The Crisis editor who'd commissioned the poll, Deal Hudson, led an outreach effort for George W. Bush's presidential campaign; Bush sought wider support from religious voters in part by pledging to knock down barriers to faith-based organizations getting federal contracts. Hudson's reward was to helm the first-ever Catholic advisory committee to the White House. (He stepped down in 2004 from Bush's reelection campaign in the wake of news that he'd "surrendered his tenure" as professor at Fordham University after a student accused him of sexual harassment.) Meanwhile, in 2003 pollster Wagner went to work leading the recently established human trafficking office within the Department of Health and Human Services despite having little relevant experience. "I actually at that time had never heard of human trafficking," he acknowledged in an interview at his office on Capitol Hill, where he now works as a political consultant.
The federal program to help trafficking victims owes its existence to the advocacy of an unusual coalition of evangelical, feminist, and human rights groups in the 1990s. By 1999 they persuaded Congress to hold hearings, in which sex trafficking victims from Nepal, Russia, and Mexico told horrific stories and a State Department official testified that as many as 50,000 women and children were trafficked to America every year.

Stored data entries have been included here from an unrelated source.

PR #203, opened 2026-09-07
Replay frozen C10 Qt crash boundary

djibian:
## Scope

Clean current-main successor for #87 after trunk-health restoration. This replaces the closed stale-base #202 line without changing the bounded research claim.

- exact base: current `main@059c4b4fe4c0a813546c8623b7ad21cdf8629ec1`;
- replays frozen C10 source `fa78eb7dc8fd423abfd7e656a3bbf8c3e7e26c1c` and verifies historical source/blob identities;
- preserves R2025a/Xvfb/Webots-bundled Qt and does not alter QPA/DISPLAY;
- installs no debugger/new diagnostic dependency;
- replaces only the frozen C10 SIGSTOP rendezvous with in-process fatal-signal/backtrace capture before `QApplication`;
- records the exact historical controller PID and independently verifies its terminal exit status against the captured fatal signal;
- requires a non-empty Qt/QPA-attributable causal backtrace for a fatal positive result, or successful traversal through historical `QFileDialog` construction;
- fails closed for every other outcome.

The current-main historical light-sensor offline fix is preserved. No product Firefox file operation, flight behavior, or human checkpoint is introduced.

Supersedes closed #202. Refs #87.

### DIFF
--- a/.github/workflows/ci-webots.yml
+++ b/.github/workflows/ci-webots.yml
@@ -1056,7 +1056,7 @@ jobs:
           PY
 
       - name: Run frozen C10 Firefox Qt signal diagnostic
-        if: ${{ github.event_name == 'pull_request' && github.event.pull_request.head.ref == 'research/firefox-c10-signal-frame' }}
+        if: ${{ github.event_name == 'pull_request' && github.event.pull_request.head.ref == 'research/firefox-c10-signal-frame-main' }}
         shell: bash
         run: |
           set -euo pipefail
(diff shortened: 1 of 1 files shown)


djibian:
This current-main replay is now redundant with the durable C13 result already recorded on #87 from exact candidate `2e4d3d93eb0f918c9e0b4c058949999cc967fee7`, run `34151983271`: frozen C10 reached the pre-`QApplication` boundary, received `SIGSEGV`, exited 139, and produced a usable Qt/XCB initialization stack. Repeating the same C10 hypothesis cannot change the next decision. The next discriminating #87 work is the standalone bundled-Qt control in #204, which separates the Qt/Xvfb substrate from the Webots-controller lifecycle. Close this duplicate research candidate without merge.

PR #205, opened 2026-09-07
Discriminate frozen C10 Qt crash with standalone control

djibian:
## Scope

Bounded #87 causal experiment after C13 established the exact historical `SIGSEGV`/exit-139 Qt/XCB stack.

This candidate tests the smallest next hypothesis without implementing Firefox file operations and without changing QPA/DISPLAY:

- pins the same frozen C10 source (`fa78eb7dc8fd423abfd7e656a3bbf8c3e7e26c1c`) and exact historical source blobs;
- uses the same pinned Webots R2025a desktop Qt/runtime closure and no debugger/new diagnostic dependency;
- constructs a minimal standalone `QApplication` + `QFileDialog` control against the same Webots-bundled Qt;
- runs that standalone control and the instrumented frozen C10 Webots controller sequentially under the **same `xvfb-run` session / DISPLAY**;
- both paths have fail-closed exact signal/backtrace/exit evidence;
- classifies only two discriminating outcomes: standalone Qt reaches `QFileDialog` while C10 reproduces the Qt/XCB crash, or both paths reproduce a Qt-attributable fatal crash; any other comparison is UNPROVEN.

The goal is to distinguish whether the R2025a Qt/Xvfb substrate alone is sufficient to reproduce the crash or whether some additional C10/Webots-controller process context is required. It does not alter product semantics, install a debugger, switch QPA/DISPLAY, or propose a causal fix before this control settles.

The CI addition is branch-gated research instrumentation and is not intended for integration into production workflow code. Preserve the result on #87, then close this research PR without merge once the bounded evidence is complete.

Refs #87.

### DIFF
--- a/.github/workflows/ci-webots.yml
+++ b/.github/workflows/ci-webots.yml
@@ -1055,6 +1055,19 @@ jobs:
           print('PASS: Blockly Submit -> one WWI mission -> validation -> shared STOP executor -> L course; persistent runtime rearmed afterwards.')
           PY
 
+      - name: Run C14 standalone Qt causal control
+        if: ${{ github.event_name == 'pull_request' && github.event.pull_request.head.ref == 'research/firefox-c14-standalone-qt-control' }}
+        shell: bash
+        run: bash tools/ci/firefox_c14_standalone_qt_control.sh
+
+      - name: Upload C14 standalone Qt causal control
+        if: ${{ always() && github.event_name == 'pull_request' && github.event.pull_request.head.ref == 'research/firefox-c14-standalone-qt-control' }}
+        uses: actions/upload-artifact@v4
+        with:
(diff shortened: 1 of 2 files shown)


djibian:
This candidate duplicates the already-engaged smaller #204 experiment. Both test the C13 next causal distinction with pinned Webots R2025a bundled Qt/Xvfb and no QPA/DISPLAY change; #204 does so in one authorized-workflow-only change and directly answers whether standalone `QApplication` initialization reproduces the C13 crash boundary. The extra same-Xvfb/C10 replay machinery here is not required for that next decision because C13 already durably proves the frozen-controller side.

Preserve this branch history, but prefer #204 as the smallest useful complete experiment. Closing #205 without merge rather than spending CI/review on a dominated duplicate.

Rep. Smith and his colleagues responded with legislation that would be endorsed by everyone from Gloria Steinem to the National Association of Evangelicals. It pumped millions of dollars into victim services, prevention, and law enforcement efforts to prosecute ringleaders. But when Wagner took charge of the trafficking office, he discovered that the effort was proving something of a bust: Law enforcement had trouble finding traffickers inside the country to prosecute, and the government was giving hundreds of thousands of dollars to an array of nonprofit groups serving few, if any, victims.

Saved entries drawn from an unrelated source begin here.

PR #212, opened 2026-09-07
Isolate libController load from C14 Qt control

djibian:
## Scope

Bounded #87 C17 research implementing the pre-registered discriminator on issue #87.

C14 proves the minimal standalone QApplication succeeds under the pinned Webots R2025a Qt/XCB + Xvfb closure. C16 proves the exact frozen C10/C15 controller image still SIGSEGVs in the same Qt/XCB initialization class when executed directly, without the Webots launcher and before wb_robot_init.

This candidate changes only the C14 standalone binary-load boundary:
- reuses the exact C14 minimal QApplication source and its normal argv behavior;
- preserves the pinned R2025a archive/runtime recipe, Webots-bundled Qt/plugins, Xvfb, software rendering and unchanged QPA/DISPLAY;
- forces `libController.so` into the standalone executable's direct `DT_NEEDED` set using `--no-as-needed`;
- verifies the direct dependency with `readelf -d` and its pinned Webots resolution with `ldd`;
- calls no Controller/Webots API and performs no wb_robot_init, QFileDialog, debugger or product file operation;
- retains exact child PID/exit plus fail-closed Qt fatal-frame evidence.

Discriminator:
- Qt/XCB fatal crash -> loading libController is sufficient relative to C14;
- QApplication success/exit 0 -> libController loading alone is insufficient;
- anything else -> UNPROVEN.

Research-only. Preserve the exact result on #87 and close this PR without merge.

Refs #87.

### DIFF
--- a/.github/workflows/ci-webots.yml
+++ b/.github/workflows/ci-webots.yml
@@ -1055,6 +1055,187 @@ jobs:
           print('PASS: Blockly Submit -> one WWI mission -> validation -> shared STOP executor -> L course; persistent runtime rearmed afterwards.')
           PY
 
+      - name: Run C17 C14 standalone with forced libController load
+        if: \${{ github.event_name == 'pull_request' && github.event.pull_request.head.ref == 'research/firefox-c17-libcontroller-load' }}
+        shell: bash
+        run: |
+          set -euo pipefail
+          artifact_dir=ci-artifacts/firefox-c17-libcontroller-load
+          mkdir -p "$artifact_dir"
+
+          recipe="$RUNNER_TEMP/linux_runtime_dependencies-R2025a.sh"
+          recipe_url="https://raw.githubusercontent.com/cyberbotics/webots/R2025a/scripts/install/linux_runtime_dependencies.sh"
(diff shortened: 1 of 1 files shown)


djibian (commented):
NO_GO 4ae7e5e60eb6597023316e33bf9e268fece96079

The bounded C17 discriminator is otherwise aligned with the durable #87 boundary, but both new branch-gating expressions are escaped in the committed workflow: `if: \${{ ... }}` appears on the diagnostic step and on its artifact upload. That is not the repository's normal GitHub Actions expression form and no longer proves that this expensive research path is confined to `research/firefox-c17-libcontroller-load`. On a reusable Webots workflow this is a trust/scope defect: the experiment must fail closed outside its exact research branch.

Smallest repair: return the PR to Draft and remove only the literal backslash before `${{` in both C17 `if:` lines, leaving the exact C14 source, forced `libController.so` DT_NEEDED/readelf+ldd oracle, runtime inputs and result oracle unchanged. Then mark the repaired exact HEAD Ready and require fresh exact-head CI/review.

63% of Catholic voters think insurance policies—whether private or government—should cover birth control.
Wagner concluded that nonprofits should get funds only if they actually served victims. He advocated an approach used by the bishops, who were already getting federal funding and doling it out to subcontractors on a per capita basis to help trafficking victims. After a bidding process in which USCCB was one of two organizations vying for the money, it ended up with all of the $19 million dedicated for trafficking victim services from 2006 through 2011.*
The bishops took about a third of the money for administrative costs. With the rest, they paid subcontractors around the country to provide services—on the church's terms. Subcontractors could not discuss contraception or abortion, or even use staff time to refer clients for such services, on the church's dime. (It is illegal to use federal money to pay for abortion except in the most extreme cases, but before the bishops took over, the funding could go toward providing abortion information and referrals.)
Some of the subcontractors, especially the secular ones, bristled at the restrictions. "We're talking about a group of people [who] have endured rape and no health care, so many of them have untreated infections," says Florrie Burke, who serves on the steering committee of the New York Anti-Trafficking Network. "Many of them have been exposed to HIV. They've had forced abortions. The gynecological issues are horrendous."
*Correction: Due to a fact-checking error, the version of this story appearing in the May/June 2012 issue of the magazine stated that USCCB was the only large organization vying for the money; the Salvation Army also participated in the bidding process.